- First tankōbon volume cover

メイドスケーター (Meido Sukētā)
- Genre: Comedy; Slice of life; Sports;
- Written by: Suzushiro
- Published by: East Press
- English publisher: NA: Viz Media;
- Magazine: Matogrosso; (May 18, 2023 – August 28, 2025); Comic Porta; (TBA);
- Original run: May 18, 2023 – present
- Volumes: 2

= Maid to Skate =

Japanese manga series

Maid to Skate (メイドスケーター, Meido Sukētā) is a Japanese manga series written and illustrated by Suzushiro. It began serialization on East Press' Matogrosso manga website in May 2023.

==Synopsis==
The series is set in a world where the most skilled maids are also skilled at riding a skateboard.

==Publication==
Written and illustrated by Suzushiro, Maid to Skate began serialization on East Press' Matogrosso website on May 18, 2023. After the discontinuation of Matogrosso in May 2026, the series is set to resume on the Comic Porta website at an undetermined date. The series' chapters have been compiled into two tankōbon volumes as of October 2025. The series is licensed in English by Viz Media.

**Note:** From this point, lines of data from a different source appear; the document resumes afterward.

PR #1422, opened 2025-05-20
DOP-5692: Prevent nav UX bugs in FF and Safari

rayangler:
### Stories/Links:

DOP-5692

### Current Behavior:

Landing Prod

### Staging Links:

Landing Staging

### Notes:

**The problem:**

Interacting with the nav dropdowns of the desktop size UnifiedNav were rendering differently across browsers (works fine on Chrome, but not on Firefox and Safari).

**Changes:**

* Updates the `@mdb/consistent-nav` package to the latest version. This actually made the problem worse because the dropdowns would remain out of place but also now had a width of 0. I'm keeping this in for now as it seems like there's interest in bumping to the latest version anyways.
* Overwrote some CSS that exists in the dropdowns of the nav. This CSS change fixes both the original positional problem as well as the width issue with the latest version. There is a tiny visual shift in Chrome (it moves like a couple of pixels compared to before the change) to accommodate, but I think it still looks fine for now and I think it's worth it to fix the problems.

**Misc.**

* I'm still unsure on the **root cause** of the CSS issues. Doesn't seem like the main dotcom site nor the University site had this issue on their respective versions of the nav, but bumping to `v2.3.5` (the version I'm assuming they have) didn't seem to fix the issue automatically either.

| No. | Original release date | Original ISBN | North American release date | North American ISBN |
| 1 | March 19, 2024 | 978-4-7816-2293-4 | December 16, 2025 | 978-1-9747-5584-4 |
| "Benihana"; "Skate Shop"; "Park"; "Cooking Duty"; "Chasing After the Kitten"; | Bonus: "Iris's Skateboard Corner 1–5"; Special side story: "Just Another Day"; |
| 2 | October 8, 2025 | 978-4-7816-2494-5 | November 17, 2026 | 978-1-9747-6937-7 |

==Reception==
The series's English lettering by Madeleine Jose won Best Lettering at the 3rd American Manga Awards in 2026.